Any info greatly appreciated if anyone has a pointer in this regard. Thanks.

Shiraz Dindar’s picture

same issue here with beta1. Did you end up finding a solution?

capogeannis’s picture

Sorry, was away on vacation. Nope, have not as of yet found a solution besides potentially commenting out the ssl context inclusions in the module - though I don't k now what the trickle down effect is on that, don't want to hack the module, and know it was included for a good reason.

I'd really like to know what I need to change on my architecture end for this to work. In the meantime, I have to hold off on upgrading the module.

dixon_’s picture

Status: Active » Postponed (maintainer needs more info)
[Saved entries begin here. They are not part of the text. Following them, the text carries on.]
PR #499, opened 2019-10-22
498 add event handlers

### LINKED ISSUE #498: Add back eventHandler arguments in V2
V2 removed the various event handler arguments (`onMouseEnter`, `onFocusOut` etc) in favour of the `{{on ...}}` element modifier.

This was to better align the add-on with Octane patterns.

However, if an end-user extends `ember-basic-dropdown` to add extra default behaviour for some internal dropdown component, there is a problem in so far as that element modifiers are not usable with the `(component)` helper and the extending component must yield out the `Content` & `Trigger` components, in the same was as `ember-basic-dropdown` does: https://github.com/cibernox/ember-basic-dropdown/blob/master/addon/templates/components/basic-dropdown.hbs

The problem is further excaberated by attempting to upgrade to Ember 3.13, where `ember-basic-dropdown` is required because of various deprecations in Ember.

This particular issue seems to be one that is being addressed via an RFC (https://github.com/emberjs/rfcs/issues/497), but until then, this leaves end users such as myself stuck not being able to upgrade to Ember 3.13.

As such, I'd like to propose adding back the arguments for the various event handlers, which can be passed through to various `{{on ...}}` modifiers on `Content` & `Trigger, something like: 

`templates/components/basic-dropdown-content.hbs`
```hbs
<Element
  id={{this.dropdownId}}
  class="ember-basic-dropdown-content ember-basic-dropdown-content--{{@hPosition}} ember-basic-dropdown-content--{{@vPosition}} {{this.animationClass}}{{if @renderInPlace " ember-basic-dropdown-content--in-place"}} {{@defaultClass}}"
  ...
  {{on 'focusout' (optional @onFocusOut}}
  {{on 'mouseleave' (optional @onMouseLeave}}
>
  {{yield}}
</Element>
```

This could temporarily be added back in `ember-basic-dropdown` V2 and later removed again in an `ember-basic-dropdown` V3 release when the previously mentioned RFC is landed in Ember.

Happy to help out with the implementation if you agree! 👍

lougreenwood:
Closes #498.


addon/components/basic-dropdown-content.js
```diff
@@ -108,6 +108,17 @@ export default @layout(templateLayout) @tagName('')class BasicDropdownContent ex
...
   // Methods
+  /**
+   * Allows similair behaviour to `ember-composable-helpers`' `optional` helper.
+   * Avoids adding extra dependencies.
+   * Can be removed when the template `V1` compatability event handlers are removed.
+   * 
+   * @see https://github.com/cibernox/ember-basic-dropdown/issues/498
+   * @memberof BasicDropdownContent
+   */
+  @action
```
cibernox: If you are not accessing `this`, there is no need of decorating the function with `@action`

lougreenwood:
@cibernox I just rebased this PR on latest master.

Since I originally created this PR, the repo has moved to TypeScript, which makes pinning this branch in our package.json more difficult as our project is not TS, so we don't have tooling setup to build a TS branch.

With that in mind, I'm keen to pick up this PR and help to get it merged.

So.... I have a question... What do you think about tests for this fix? It seems that proper integration tests would require mocking each of the interaction events to ensure that the callback is properly called. But since this is a stopgap solution, which will probably be un-documented and used by a small number of people and is pretty straight forward, I'm not sure it's worth the effort of adding tests.

WDYT?

lougreenwood:
@cibernox any thoughts on this, would be great to get it merged in so that our (non-TS) project can move to V3 & ember power select 4?

Thanks!

lougreenwood:
@cibernox I've added tests for the temporary event args and we're 🟢.

Would really appreciate a review as this is blocking upgrading our project past 3.16. Thanks!

cibernox:
Merged, but this makes me a bit sad. Clearly the component helper should allow element modifiers to be passed in.

cibernox:
Can you test this using master before I cut a new release?

lougreenwood:
> Merged, but this makes me a bit sad. Clearly the component helper should allow element modifiers to be passed in.
Me too, but I tried to make it easy to remove, so 🤞that something like https://github.com/emberjs/rfcs/issues/497 ever lands.

> Can you test this using master before I cut a new release?
We don't have TypeScript setup for our project, so it will take me some time to handle that. Is there another way to test, maybe cutting some temporary release? We've been using https://github.com/cibernox/ember-basic-dropdown/pull/499/commits/c839061dbf48502c41fbb0d21bd2a986a559e137 for at least 4 months in production now, and all that's changed since then is adding typings and tests...

lougreenwood:
After discussing this on `#e-typescript`, it seems that I shouldn't have any issues using it in a non-TS project, so will test and get back to you 👍

lougreenwood:
I've had a chance to test, it's working well. However, I noticed another related issue which I'll create a PR for on Monday

lougreenwood:
@cibernox Followup PR created - https://github.com/cibernox/ember-basic-dropdown/pull/499 Thanks

lougreenwood:
@cibernox I've been using this branch for about a week now. We haven't done a release on master, but so far in my testing I haven't seen any issues. 👍

PR #501, opened 2019-10-29
Use set when changing `previousVerticalPosition` and `previousHorizontalPosition`.

### LINKED ISSUE #500: Issue with ember 3.13 and `previousHorizontalPosition`
> Error: Assertion Failed: You attempted to update <garaje@component:basic-dropdown::ember1145>.previousHorizontalPosition to "null", but it is being tracked by a tracking context, such as a template, computed property, or observer. In order to make sure the context updates properly, you must invalidate the property when updating it. You can mark the property as `@tracked`, or use `@ember/object#set` to do this.

✖_Security_·_Cool_Chip_SF_·_Envoy

esbanarango:
This PR fixes #500


esbanarango:
@cibernox Let me know what do you think about this. It's currently blocking 3.13 upgrade 🙏 .

PR #502, opened 2019-11-03
Fix development assertion when not rendering in place

raido:
This PR fixes assertion throwing on exception when rendering dropdown menu in place.


cibernox:
Good catch, thanks! I'll release a new version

What PHP version are you guys using? And are you using valid and signed SSL certificates or not?

I recall running into this issue as well during a recent PHP upgrade. And if I recall correctly a recent version of PHP 5.6 (I think) started being picky about valid SSL certificates. This could be the issue.

capogeannis’s picture

Good point. I'll check with Op's here. Our architecture internally is pretty locked down - working with handcuffs on here. : )

I know they did do a PHP upgrade recently of these internal servers to PHP 5.4.42.

Not noticing any issues with the SSL, but I'll find out and report back.

Many thanks.

capogeannis’s picture

Looks like our certs for the internal servers we develop on are self-signed, or something to that effect. Will be working with our guy here around mid January to look into that. Good chance that's it then? I'll update here after that.

bzaher’s picture

I ran into the same issue as well, and I can confirm that the deploy_verify_ssl variable is involved, shown in the second snippet in #5. Using the drush command drush vset deploy_verify_ssl 0 solves the issue.

I am using a self-signed certificate with PHP 5.5.9.

Looking at 'allow_self_signed' => !$verify_ssl,, this code appears to be doing what it was intended to do. Setting deploy_verify_ssl to true prevents deployments using self-signed certs, and setting it to false allows them. Maybe there ought to be a UI setting to enable this?

capogeannis’s picture

Thanks, bzaher. #11 variable settings fixes it for me ~ or rather than saying "fix", sets up my particular environment properly for this latest release. Would be good to include that in the docs somewhere.

capogeannis’s picture

Status: Postponed (maintainer needs more info) » Closed (works as designed)

Issue turned out to be self-signed certs not jiving with the new deploy_verify_ssl variable defaulting to 1. Setting to 0 in DB manually in variables table or via drush noted in #11 properly sets up self-signed certs environments for this latest version.

Shiraz Dindar’s picture

Thanks for your work on this, folks. Setting that var to 0 worked for me too.